Another example is the $42 million loan on Rise Parkside, a 352-unit property outside of Glendale, Arizona. The appraised LTV when Rise48 scored the debt in late 2021 was 75 percent.

But Trepp and Morningstar listed the LTV as a more worrisome 86 percent at the time. That loan was watchlisted in May for a depressed DSCR of 0.73.

“Leverage is high with an elevated going-in LTV at 85.7,” commentary from Morningstar reads. “The loan has one of the higher expected losses … because of its elevated going-in LTV.”

Downmarket

Despite the red flags, Rise48’s portfolio is performing. No loans are delinquent and most of the firm’s debt comes due in 2024 and 2025. It’s possible interest rates will decline, creating a more favorable refinancing situation. 

But multifamily valuations have fallen by as much as 20 percent since 2022 and Haptonstall bought many of Rise48’s assets, which are concentrated in Phoenix, at the top of the market. The firm picked up 22 properties between the third quarter of 2021 and the same period in 2022.

The median price per unit for Phoenix-area multifamily deals topped out at $286,000 in 2022. By the first quarter of 2023, it had declined 19 percent to $233,700, according to debt brokerage Northmarq.

That doesn’t mean Rise48’s properties lost 19 percent of their value, but CoStar data show Rise48 picked up many assets at a hefty premium.

The median price it paid for the 17 properties it bought between 2021 and 2022 was $35 million. The median price for the same properties’ previous sales, generally one or two years earlier, was less than half as much.

Meanwhile, rents are falling in Phoenix. The average rent in June was 4.3 percent lower than a year ago, according to Apartment List. The regional vacancy rate rose to 6.4 percent in the fourth quarter of 2022 and remained at that level — the highest in four years — through the first quarter of 2023, according to Northmarq, which tracks commercial real estate trends and data.

“Much of the recent rise in vacancy rates has been recorded in mid- and lower-tier properties,” the firm’s report noted. Rise48 specializes in those assets.

Meanwhile, a record number of new apartments will come online in the Sun Belt over the next 18 months. In Phoenix, that influx may push the vacancy rate to 7.3 percent by the end of the year, according to Northmarq.

These factors could make it harder for Rise48 to reach its revenue goals for the properties.

“We have plenty of time to renovate,” Haptonstall said. He told TRD the firm had boosted rents on renovated units by an average of $500 — beating its own projections by $38 across 1,700 apartments.

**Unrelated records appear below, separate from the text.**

Issue #908, opened 2025-10-11
Redesign of `stream`


emil14:
# Current Design

```neva
pub type stream<T> struct {
    data T
    idx int
    last bool
}
```

- every item has data, no real "bracket" messages
- index is zero? it's first item
- last is true? it's last item

# Proposed Changes

1. Use tagged unions instead of struct 
2. Get rid of `idx` to get rid of problems related to indexing (and make messages more light-weight)

## Tagged Unions instead of Struct

```neva
pub type stream<T> union {
    Open
    Data StreamData<T>
    Close
}

pub type StreamData<T> struct {
    idx int
    data T
}
```

- first and last items in stream are FBPs "brackets" and do not carry data
- thus components that care about state of the stream item must use pattern matching
- instead of asking if item is last we ask if stream is closed

## Get rid of `idx`

This way we don't need `StreamData` type and `stream` becomes just this:

```neva
pub type stream<T> union {
    Open
    Data T
    Close
}
```

### Upsides

- no issues with maintaining the correct order of the indexes (example: #763)
- no extra 64bits of memory for index inside every stream item

### Downsides

- stream processors (e.g. mapper or filterer) do not know about the index of the current element, which is not the API of map/filter/reduce in JS (but we can check other implementations in functional languages)

### Notes

- It's possible to have a higher-order wrapper like `IndexedStreamItem<T>` that wraps normal stream item and also carries the index, maybe it's possible to only use it when needed, one must perform research and brainstorm this

PR #1042, opened 2026-02-24
Redesign stream as union and add streams.Enumerate (#908)

emil14:
## Context
Implements core migration for #908 in scope of tracker #1033.

## What is done
- migrate `stream<T>` from struct to tagged union (`Open | Data T | Close`)
- add parser/analyzer support for generic union literals in sender positions
- migrate runtime stream funcs to Open/Data/Close protocol
- add `streams.Indexed<T>`, `streams.Enumerate<T>`, `streams.Just<T>`
- add runtime stream union helpers (`IsData`/`IsClose`/`UnwrapData`)
- stabilize `streams.ForEach` via runtime controller (`stream_for_each_controller`) to preserve ordering and backpressure
- fix `streams.Filter` event routing under union-stream semantics
- remove implicit non-union->Data coercion in stream helper path

## Verification
Passing:
- `go test ./internal/runtime/funcs ./examples/filter_list -count=1 -timeout 5m`
- `go test ./examples/for_loop_over_list -count=1 -timeout 8m`
- `go test ./examples/filter_list ./examples/for_loop_over_list -count=1 -timeout 9m`

Note:
- local `golangci-lint` binary in this environment is built with older Go (`go1.25`), so direct `golangci-lint run ./...` is blocked against target `go1.26.0`.

Refs #908
Refs #1033


std/streams/streams.neva
```diff
@@ -27,16 +35,32 @@ pub def FromDict<T>(data dict<T>) (res stream<DictEntry<T>>)
 #extern(stream_int_range)
 pub def Range(from int, to int) (res stream<int>)
 
+// Enumerate attaches a 0-based index to each Data item in a stream.
+#extern(stream_enumerate)
+pub def Enumerate<T>(data stream<T>) (res stream<Indexed<T>>)
+
+// IsData returns true when stream item has Data tag.
+#extern(stream_is_data)
+def IsData<T>(data stream<T>) (res bool)
```
emil14: are you sure we should have these isdata/close components (also i dont see isopen), given the fact that stream element is a union and we can pattern-match on the tag? also if these components would be needed I would rather implement them as neva components using switch/match instead

std/streams/streams.neva
```diff
@@ -27,16 +35,32 @@ pub def FromDict<T>(data dict<T>) (res stream<DictEntry<T>>)
...
+def UnwrapData<T>(data stream<T>) (res T)
+
 // --- Synchronization ---
 
-// Wait blocks until last stream item arrive, then sends a signal.
+// Wait blocks until stream close item arrives, then sends a signal.
 pub def Wait(data stream<any>) (sig any) {
     del Del
-    s Switch<bool>
+    s Switch<stream<any>>
```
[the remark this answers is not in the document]
emil14: Renamed the node in `Wait` to `switch` to match the style guide.

std/streams/streams.neva
```diff
@@ -1,5 +1,10 @@
 // --- Sources ---
 
+pub type Indexed<T> struct {
```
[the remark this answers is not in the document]
emil14: Renamed the type to `Enumerated<T>` and updated `Enumerate` plus the emitted struct shape to use `idx` and `item`.

emil14 (commented):
# Review Summary

## Critical Issues (Blocking)

- `internal/compiler/parser/listener_helpers.go:798` now gives every union literal sender a tag-only type (`map[tag]nil`), and `internal/compiler/typesystem/subtype_checker.go:152` then allows that tag-only expression to satisfy a typed union member. That makes payload-bearing literal senders unsound: a program like `type U union { Int int }` plus `:start -> U::Int('bad') -> Pass<U> -> :stop` compiles and runs successfully, even though the `Int` payload is a string. Please preserve/check the wrapped payload type for value literals, or separate pattern-only literals used for switch cases from value literals used as actual messages, and add a regression test that rejects this mismatch.

## Non-critical Issues

- `internal/runtime/funcs/range_int.go:29`, `internal/runtime/funcs/string_join.go:30`, and `internal/runtime/funcs/string_join.go:136` changed multi-input components from concurrent receives to ordered receives. These components previously used `receive2`, and the repo-local Go guidance calls out this class of runtime deadlock risk for multi-input helpers. Please restore concurrent receive behavior, or add an explicit test proving that reversed arrival order cannot block these components. While touching `Range`, also avoid `rangeValues` materializing the whole range before sending; `streams.Range` should stream `Data` events directly instead of allocating an O(n) slice for large ranges.

## Conclusion

Do not merge until the union literal payload type hole is fixed. GitHub also reports this PR as `CONFLICTING` against `main`, so it needs a rebase/merge update before it can land.

e2e/type_expr_with_imported_type_arg/main/main.neva
```diff
@@ -3,15 +3,13 @@
 // can be resolved by type-system, because there was a bug with it
 
 import { @:foo }
+import { streams }
```
emil14: follow style guide and how single import statement per file, fetch fresh main and check if theres no analyzer check for that and add if none, with unit tests too

e2e/type_expr_with_imported_type_arg/main/main.neva
```diff
@@ -3,15 +3,13 @@
...
 	---
-	:start -> [
-		0 -> [justFoo:bar, itemWithFoo:idx],
-		true -> itemWithFoo:last
-	]
-	justFoo -> itemWithFoo:data
-	itemWithFoo -> :stop
+	:start -> 0 -> justFoo:bar
+	justFoo -> just:data
+	just:res -> :stop
```
emil14: :start -> 0 -> justFoo -> just -> :stop 

follow style guide and use chained connections whenever possible

e2e/type_expr_with_imported_type_arg/main/main.neva
```diff
@@ -3,15 +3,13 @@
 // can be resolved by type-system, because there was a bug with it
 
 import { @:foo }
+import { streams }
 
 def Main(start any) (stop any) {
 	justFoo Struct<foo.Foo>
-	itemWithFoo Struct<stream<foo.Foo>>
+	just streams.Item<foo.Foo>
```
emil14: justFoo => foo_struct

just => foo_stream_item

e2e/union_literal_payload_type_mismatch/main/main.neva
```diff
@@ -0,0 +1,10 @@
+type U union {
+	Int int
+}
+
+def Main(start any) (stop any) {
+	pass Pass<U>
+	---
+	:start -> U::Int('bad') -> pass
+	pass -> :stop
```
emil14: chain

examples/image_png/main.neva
```diff
@@ -1,4 +1,4 @@
-import { io, image, fmt, runtime }
+import { io, image, fmt, runtime, streams }
```
emil14: lets actually forbit `,` syntax for `import{}` on syntax level (grammar, antlr)

the import must always be multi-line

```neva
import {
  io
}
```

even if theres only one package imported

this allows not to think which variatn to use

this would take updating g4 grammar, regen antlr, perhaps updating the listener helpers (maybe not), almost certainly the smoke and perhaps unit tests in parser and a TON of *.neva code in examples and e2e

examples/image_png/main.neva
```diff
@@ -43,8 +32,8 @@ def Main(start any) (stop any) {
 		'minimal.png' -> writeAll:filename
 	]
 	newColor -> newPixel:c
-	newPixel -> newStream:p
-	newStream:s -> new
+	newPixel -> item:data
+	item:res -> new
```
emil14: chain!

internal/compiler/analyzer/network.go
```diff
@@ -868,6 +868,14 @@ func (a Analyzer) getConstSenderType(
 		}
 	}
 
+	if constSender.Value.Message.Union != nil {
```
emil14: if you change something, reflect that in unit tests

internal/compiler/analyzer/union_logic.go
```diff
@@ -6,13 +6,120 @@ import (
...
 	src "github.com/nevalang/neva/pkg/ast"
+	"github.com/nevalang/neva/pkg/core"
 )
 
 type unionActiveTagInfo struct {
 	tag         string
 	tagTypeExpr ts.Expr
 }
 
+func (a Analyzer) unionLiteralSenderType(
```
emil14: I cant see what this function does by its name, rename it as a verb and make it clear

internal/compiler/analyzer/union_logic.go
```diff
@@ -6,13 +6,120 @@ import (
 	"github.com/nevalang/neva/internal/compiler"
 	ts "github.com/nevalang/neva/internal/compiler/typesystem"
 	src "github.com/nevalang/neva/pkg/ast"
+	"github.com/nevalang/neva/pkg/core"
```
emil14: why do we have analyzer changes in the first place? wasnt this PR about changing stdlib and runtime functions?

just answer, lets talk, I wanna understand

internal/compiler/typesystem/subtype_checker.go
```diff
@@ -57,49 +59,64 @@ func (s SubtypeChecker) Check(
...
-
-	return s.checkLitSubtype(&expr, &constr, &params)
-}
-
-func (s SubtypeChecker) checkInstSubtype(expr, constr *Expr, params *TerminatorParams) error {
-	isSubTypeRecursive, err := s.terminator.ShouldTerminate(params.SubtypeTrace, params.Scope)
-	if err != nil {
-		return fmt.Errorf("%w: %w", ErrTerminator, err)
-	}
+		isSubTypeRecursive, err := s.terminator.ShouldTerminate(
```
emil14: same question as for the analyzer, why we changing something in the ts?

std/streams/filter.neva
```diff
@@ -1,29 +1,29 @@
...
 pub def Filter<T>(data stream<T>) (res stream<T>) {
     split Split<T>{predicate IPredicate<T>}
-    s2l lists.FromStream<T>
-    l2s FromList<T>
+    del Del
     ---
     :data -> split
-    split:then -> s2l -> l2s -> :res
+    split:then -> :res
+    split:else -> del
```
emil14: we can just omit split:else and not use Del explicitly cant we?

std/streams/filter.neva
```diff
@@ -1,29 +1,29 @@
...
 }
 
 // Split splits a stream into two streams based on a predicate.
-// Notice that it does not modifies stream item indexes and last flag.
 pub def Split<T>(data stream<T>) (then stream<T>, else stream<T>) {
-    cond Cond<stream<T>>
+    controller SplitController<T>
```
emil14: lets use ctrl for such long word

std/streams/filter.neva
```diff
@@ -1,29 +1,29 @@
...
+    controller:then -> :then
+    controller:else -> :else
 }
 
 // IPredicate represents a logic that determines if a value satisfies a condition.
 // It is used by components like Filter and Split to decide how to process stream elements.
 pub interface IPredicate<T>(T) (bool)
+
+#extern(stream_split_controller)
+def SplitController<T>(data stream<T>, pass bool) (item T, then stream<T>, else stream<T>)
```
emil14: Split controller must have doc comments and tis name is not descriptive and a bit long

std/streams/filter.neva
```diff
@@ -1,29 +1,29 @@
...
 // Split splits a stream into two streams based on a predicate.
-// Notice that it does not modifies stream item indexes and last flag.
 pub def Split<T>(data stream<T>) (then stream<T>, else stream<T>) {
-    cond Cond<stream<T>>
+    controller SplitController<T>
     predicate IPredicate<T>
     ---
-    :data -> [cond:data, .data -> predicate]
-    predicate -> cond:if
-    cond:then -> :then
```
emil14, line 23: I personally liked that split was implemented just using cond, now it has dedicated runtime func. Is this justified?

internal/runtime/funcs/utils.go
```diff
@@ -351,3 +344,52 @@ func traceTreeFromHop(tracer *runtime.Tracer, hop runtime.TraceHop, visited map[
 	delete(visited, hop.Index)
 	return tree, true
 }
+
+const (
+	streamTagOpen  = "Open"
```
emil14: if possible, lets use uint8 for that, you can implement String() (stringer) if needed for debugging

internal/runtime/funcs/utils.go
```diff
@@ -351,3 +344,52 @@ func traceTreeFromHop(tracer *runtime.Tracer, hop runtime.TraceHop, visited map[
...
+	streamTagData  = "Data"
+	streamTagClose = "Close"
+)
+
+func streamOpen() runtime.UnionMsg {
```
emil14: move all streams related utils to `utils_streams.go`

internal/runtime/funcs/utils.go
```diff
@@ -351,3 +344,52 @@ func traceTreeFromHop(tracer *runtime.Tracer, hop runtime.TraceHop, visited map[
...
+func streamData(data runtime.Msg) runtime.UnionMsg {
+	return runtime.NewUnionMsg(streamTagData, data)
+}
+
+func streamClose() runtime.UnionMsg {
+	return runtime.NewUnionMsg(streamTagClose, nil)
+}
+
+func streamUnion(msg runtime.Msg) runtime.UnionMsg {
+	defer func() {
```
emil14: what is this fucking abomination in the runtime? remove defer, and this helpper is useless overall

if you 100% SURE that you absolutely need this, you can assert that tag is one of enums uint8 values

internal/runtime/funcs/utils.go
```diff
@@ -351,3 +344,52 @@ func traceTreeFromHop(tracer *runtime.Tracer, hop runtime.TraceHop, visited map[
 	delete(visited, hop.Index)
 	return tree, true
 }
+
+const (
```
emil14: I feel like stream item is a special case of Union that runtime can be aware of. I.e. moving this to `runtime/stream.go`

Or maybe to `msg.go` (or message.go it is?) in the runtime under the `Streams` section.

Like runtime functions are implementation of stuff, not the layer that dictates the structure

Same perhaps goes for `error` though

std/streams/for_each.neva
```diff
@@ -1,47 +1,20 @@
-// ForEach applies a handler to each item in a stream to produce side-effects.
-// It never modifies the stream.
-//
```
emil14, line 3: you removed a lot of useful comments, arent they still valid?

std/streams/for_each.neva
```diff
@@ -1,47 +1,20 @@
...
-    // IDEA - if we use sync.Step, we don't have to mess with indexes
-
-    first IsFirst<T> // to check if current msg is the first
-    lock1 Lock<stream<T>> // to lock current msg before sending to handler
-    lock2 Lock<stream<T>> // to lock current msg before sending downstream
-    handler ISideEffector<T>? // to process current msg
-    pass1 Pass<any> // to unlock current msg to send to handler
-    pass2 Pass<any> // to unlock current msg to send downstream
+    controller ForEachController<T>
+    handler ISideEffector<T>
```
emil14: lets stick with naming `IForEachHandler` here

std/streams/for_each.neva
```diff
@@ -1,47 +1,20 @@
...
 pub def ForEach<T>(data stream<T>) (res stream<T>, err error) {
-    // IDEA - if we use sync.Step, we don't have to mess with indexes
-
-    first IsFirst<T> // to check if current msg is the first
-    lock1 Lock<stream<T>> // to lock current msg before sending to handler
-    lock2 Lock<stream<T>> // to lock current msg before sending downstream
-    handler ISideEffector<T>? // to process current msg
-    pass1 Pass<any> // to unlock current msg to send to handler
-    pass2 Pass<any> // to unlock current msg to send downstream
+    controller ForEachController<T>
```
emil14: Im not sure if I love this "controller" pattern I see here and there... we need to talk about this

std/streams/map.neva
```diff
@@ -1,19 +1,17 @@
 // IMapHandler is a dependency for Map.
 pub interface IMapHandler<T, Y>(T) (Y)
 
-// Map maps one stream onto another.
-// Unlike ForEach, it does not block the stream. As soon as one item processed,
-// it sends an item downstream and processes the next one.
-// It's can receive next message before previous one is processed,
```
emil14, line 7: same about comments, controller

std/streams/reduce.neva
```diff
@@ -6,17 +6,27 @@ pub interface IReducer<T, Y>(left T, right T) (res Y)
 // Reduce applies a reduction component to a stream of messages, accumulating the result.
 // It takes an initial value and a stream of data, and produces a single result.
 pub def Reduce<T, Y>(data stream<T>, init Y) (res Y) {
+    del_open Del
+    del_else Del
```
emil14: remember we can delete msgs explicitly by not using the outports, maybe this must be (if not yet) part of the stykle guide

std/streams/reduce.neva
```diff
@@ -6,17 +6,27 @@ pub interface IReducer<T, Y>(left T, right T) (res Y)
...
     reducer IReducer<T, Y>
     acc Accumulate<Y>
+    sw Switch<stream<T>>
```
emil14: sw -> switch

std/streams/reduce.neva
```diff
@@ -6,17 +6,27 @@ pub interface IReducer<T, Y>(left T, right T) (res Y)
...
+    reducer -> acc:upd
 }
 
 // Accumulate maintains the current state of the reduction.
-// It updates its value with each new input and outputs the final result when last is true.
+// It updates its value with each new input and outputs the current result on flush.
 #extern(accumulator)
-def Accumulate<T>(init T, upd T, last bool) (cur T, res T)
\ No newline at end of file
+def Accumulate<T>(init T, upd T, flush any) (cur T, res T)
```
emil14, line 30: why did you decide to change the acc API?

std/streams/streams.neva
```diff
@@ -15,6 +20,9 @@ pub def FromList<T>(data list<T>) (res stream<T>)
 // must remain whole stream elements.
 #extern(string_to_stream)
 pub def FromString(data string) (res stream<string>)
+// Item creates a single-item stream.
```
emil14: use Neva's parsable doc-comments format for all Neva entities you're touching in this PR at least

this specific component lacks explanation why we need it

for me now for example its not obvilos how it helps if the stream always consist of one item

why do we need such streams? what for?

std/streams/streams.neva
```diff
@@ -27,19 +35,23 @@ pub def FromDict<T>(data dict<T>) (res stream<DictEntry<T>>)
...
     :data -> [
-        .last -> s:data,
-        true -> s:case[0]
+        switch:data,
+        stream<any>::Close -> switch:case[0]
     ]
-    s:case[0] -> :sig
-    s:else -> del
+    switch:case[0] -> :sig
+    switch:else -> del
```
emil14: how about omitting else

std/streams/streams.neva
```diff
@@ -1,5 +1,10 @@
 // --- Sources ---
 
+pub type Enumerated<T> struct {
```
emil14, line 3: lets talk about this

how do I now its last el of the stream? its closed right? and I always work with stream<Enumirated<T>> and not just Enumirated<T>?

how do I know how many items are there? thats a better question right?

I guess sometimes we know and sometimes we dont so `len` can be either `uint64` with possible zero value - since there are no empty streams by definition (right? or no?) we can assign `0` to `unknown`

OR it might be `maybe<uint64>` which is another option

or is this all too much and bad for perf?

e2e/type_expr_with_imported_type_arg/main/main.neva
emil14: Addressed in 0e48e7d9.

I converted this to a single multiline import block and applied the same syntax across repo-local `.neva` examples/e2e/benchmarks. I also updated the parser grammar, regenerated ANTLR artifacts, documented the rule in `docs/style_guide.md`, and added parser tests rejecting single-line and comma-separated import blocks.

e2e/type_expr_with_imported_type_arg/main/main.neva
emil14: Addressed in 0e48e7d9.

I chained the stream item part as `foo_struct -> foo_stream_item -> :stop`. I kept `:start -> 0 -> foo_struct:bar` separate because `Struct<foo.Foo>` has the named input `bar`; omitting that port makes desugaring fail since there is no inferable first inport in that generated struct builder shape.

e2e/type_expr_with_imported_type_arg/main/main.neva
emil14: Done in 0e48e7d9: renamed the nodes to `foo_struct` and `foo_stream_item`.

e2e/union_literal_payload_type_mismatch/main/main.neva
emil14: Done in 0e48e7d9: collapsed this to `:start -> U::Int('bad') -> pass -> :stop`.

examples/image_png/main.neva
emil14: Implemented in 0e48e7d9 for repo-local code.

Changes:
- grammar now requires import block items to be multiline and removed comma support from import definitions;
- ANTLR artifacts regenerated;
- parser regression tests added for `import { fmt }` and comma-separated imports;
- repo-local `.neva` files converted to multiline import blocks;
- style guide updated with the new rule.

One important caveat: full `go test ./e2e/...` now exposes that external dependency `github.com/nevalang/x@0.0.17` still uses `import { fmt }`, and even its current `main` still has that syntax. So local enforcement is done, but the ecosystem dependency needs a migration/tag before the external-import e2e can pass under the new grammar.

examples/image_png/main.neva
emil14: Done in 0e48e7d9: changed the image example to `newPixel -> item -> new`.

internal/compiler/analyzer/network.go
emil14: Acknowledged. The analyzer call-site change in this commit is only a rename to the clearer helper name, so there is no analyzer behavior change to add a new analyzer unit for.

For functional changes in this batch, I added parser tests for the import syntax rule and runtime tests for the new stream runtime API. Existing analyzer/e2e coverage still covers the union literal payload behavior touched by this PR.

internal/compiler/analyzer/union_logic.go
emil14: Done in 0e48e7d9: renamed `unionLiteralSenderType` to `inferUnionLiteralSenderType`, which makes it a verb phrase and describes that it infers the sender type from a union literal.

internal/compiler/analyzer/union_logic.go
emil14: The analyzer changes are needed because once stream items became tagged unions, union literals started being used as actual senders, not just type declarations. The analyzer has to infer the precise literal sender type and validate payload compatibility, otherwise cases like `U::Int('bad')` can slip too far through the pipeline or produce worse errors.

So the PR is mostly stdlib/runtime surface, but the compiler has to understand the new union-literal sender shape to keep type errors precise.

internal/compiler/typesystem/subtype_checker.go
emil14: The typesystem change is for subtype checks involving literal union expressions. Stream events are represented as tagged union values, and the analyzer needs `Data<T>`-style literal union sender types to be checked against the declared union type. Without the subtype checker understanding that narrower union literals can fit broader union constraints, the stream-union representation becomes awkward or rejects valid code.

std/streams/filter.neva
emil14: Done in 0e48e7d9: removed the explicit `Del` in `Filter` and omitted the unused `split:else` flow.

std/streams/filter.neva
emil14: Done in 0e48e7d9: renamed the node to `ctrl`.

std/streams/filter.neva
emil14: Done in 0e48e7d9: renamed the private extern component to `SplitCtrl` and added parsable doc comments with inport/outport tags.

std/streams/filter.neva
emil14: This is justified by the new stream representation. With stream events as `Open/Data/Close`, `Split` has to preserve event ordering while waiting for a predicate result for each Data item and forwarding Open/Close to both output streams. A plain `Cond` can route a single value, but it cannot coordinate that stream protocol and backpressure by itself without extra glue. The runtime controller is that glue.

internal/runtime/funcs/utils.go
emil14: Done in 0e48e7d9: stream tags are now represented by `runtime.StreamTag uint8`, with `String()` returning the Neva union tag name.

internal/runtime/funcs/utils.go
emil14: I went one layer lower in 0e48e7d9: the stream helpers are no longer in `internal/runtime/funcs/utils.go` at all. They now live in `internal/runtime/stream.go`, because the stream message shape is a runtime-level concept rather than a funcs-package utility.

internal/runtime/funcs/utils.go
emil14: Fixed in 0e48e7d9 by removing the funcs-level helper entirely. The new runtime API uses `runtime.AsUnion` and explicit tag checks, so there is no `defer`/`recover` conversion path anymore.

internal/runtime/funcs/utils.go
emil14: Agreed and fixed in 0e48e7d9. Stream message constructors/predicates/data extraction now live in `internal/runtime/stream.go`, and runtime funcs call that API instead of dictating stream structure from `internal/runtime/funcs`.

std/streams/for_each.neva
emil14: Addressed in 0e48e7d9: restored the useful ForEach comments and adapted them to the new stream-union design/backpressure behavior.

std/streams/for_each.neva
emil14: Done in 0e48e7d9: renamed the interface back to `IForEachHandler`.

std/streams/for_each.neva
emil14: Agreed that this needs design attention. My current reasoning is that these controllers are runtime protocol adapters: they preserve `Open/Data/Close` ordering and introduce per-item backpressure around user handlers. That is hard to express cleanly with today’s generic graph primitives.

I did not rename/remove the whole pattern in this commit beyond the targeted fixes, because doing that well probably needs a broader design pass over Map/ForEach/Split together.

std/streams/map.neva
emil14: Addressed partly in 0e48e7d9: restored/adapted Map comments and added parsable doc comments for `MapController`.

I kept the controller shape for the same reason as ForEach/Split: it is coordinating stream protocol ordering and backpressure around handler output. I agree the pattern deserves a broader follow-up discussion.

std/streams/reduce.neva
emil14: Applied where it was directly relevant in 0e48e7d9: `Filter` and `Wait`/`Reduce` no longer route unused branches into explicit `Del` nodes where the outport can simply be omitted.

I did not add a separate style-guide rule for explicit deletion in this commit, beyond the existing guidance to omit ports when possible, because that deserves wording that is not too broad for cases where explicit synchronization/deletion is intentional.

std/streams/reduce.neva
emil14: Done in 0e48e7d9: renamed `sw` to `switch`.

std/streams/reduce.neva
emil14: The accumulator API changed because stream items no longer carry a `last` boolean. End-of-stream is now represented by the `Close` union event, so Reduce needs to flush on Close rather than on a `last` field inside every item.

That keeps the stream item payload clean and moves stream lifecycle information into the stream protocol itself (`Open/Data/Close`).

std/streams/streams.neva
emil14: Addressed in 0e48e7d9: added parsable doc comments for `Item`, including why a single-item stream is useful and the inport/outport semantics.

std/streams/streams.neva
emil14: Done in 0e48e7d9: omitted the unused `else` branch in `Wait` and removed the explicit `Del`.

std/streams/streams.neva
emil14: I did not add length metadata in this commit. With the current design, `Enumerated<T>` is intentionally just `{ idx, item }`, and stream completion is represented by the `Close` event around the stream, not by the item itself.

For total length, I think `maybe<uint64>` is semantically cleaner than reserving `0` for unknown, because empty streams may become possible or useful later and `0` as sentinel would leak protocol assumptions into user data. But adding length would also require sources/combinators to preserve or deliberately drop that metadata, which is a bigger design question than Enumerate itself.

std/streams/streams.neva
```diff
@@ -15,6 +20,9 @@ pub def FromList<T>(data list<T>) (res stream<T>)
 // must remain whole stream elements.
 #extern(string_to_stream)
 pub def FromString(data string) (res stream<string>)
+// Just creates a single-item stream.
+#extern(stream_just)
+pub def Just<T>(data T) (res stream<T>)
```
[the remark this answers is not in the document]
emil14: Resolved by the current API: the constructor is now `streams.Item<T>`, not `Just`. That matches the stream vocabulary better and avoids importing FP naming into the public stdlib API.

std/streams/streams.neva
emil14: Resolved in the current shape: the separate `isdata`/`close` components are not part of the public `std/streams` API. Stream events are matched as union tags (`Open`, `Data`, `Close`) with normal `Switch`/matching patterns.

std/streams/streams.neva
```diff
@@ -27,16 +35,32 @@ pub def FromDict<T>(data dict<T>) (res stream<DictEntry<T>>)
...
+#extern(stream_is_data)
+def IsData<T>(data stream<T>) (res bool)
+
+// IsClose returns true when stream item has Close tag.
+#extern(stream_is_close)
+def IsClose<T>(data stream<T>) (res bool)
+
+// UnwrapData extracts payload from stream<T>::Data item.
+#extern(stream_unwrap_data)
+def UnwrapData<T>(data stream<T>) (res T)
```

The big question about the renovations is not when they will get done but whether they will generate enough extra rent to make refinancing possible when the loans mature.

A recent Radix report on the Phoenix multifamily market spelled out the extent of the obstacles ahead for owners.

“The short-term challenges to property performance and rent growth will be immense in the coming years,” it states.

Syndicators who overpaid, overborrowed and overstated revenue projections will be left with two options at refi time: kick in more equity or sell at a loss.

Neither option will sit well with the mom-and-pop investors who funded what is looking to be a short-lived investment strategy.

Isabella Farr contributed reporting.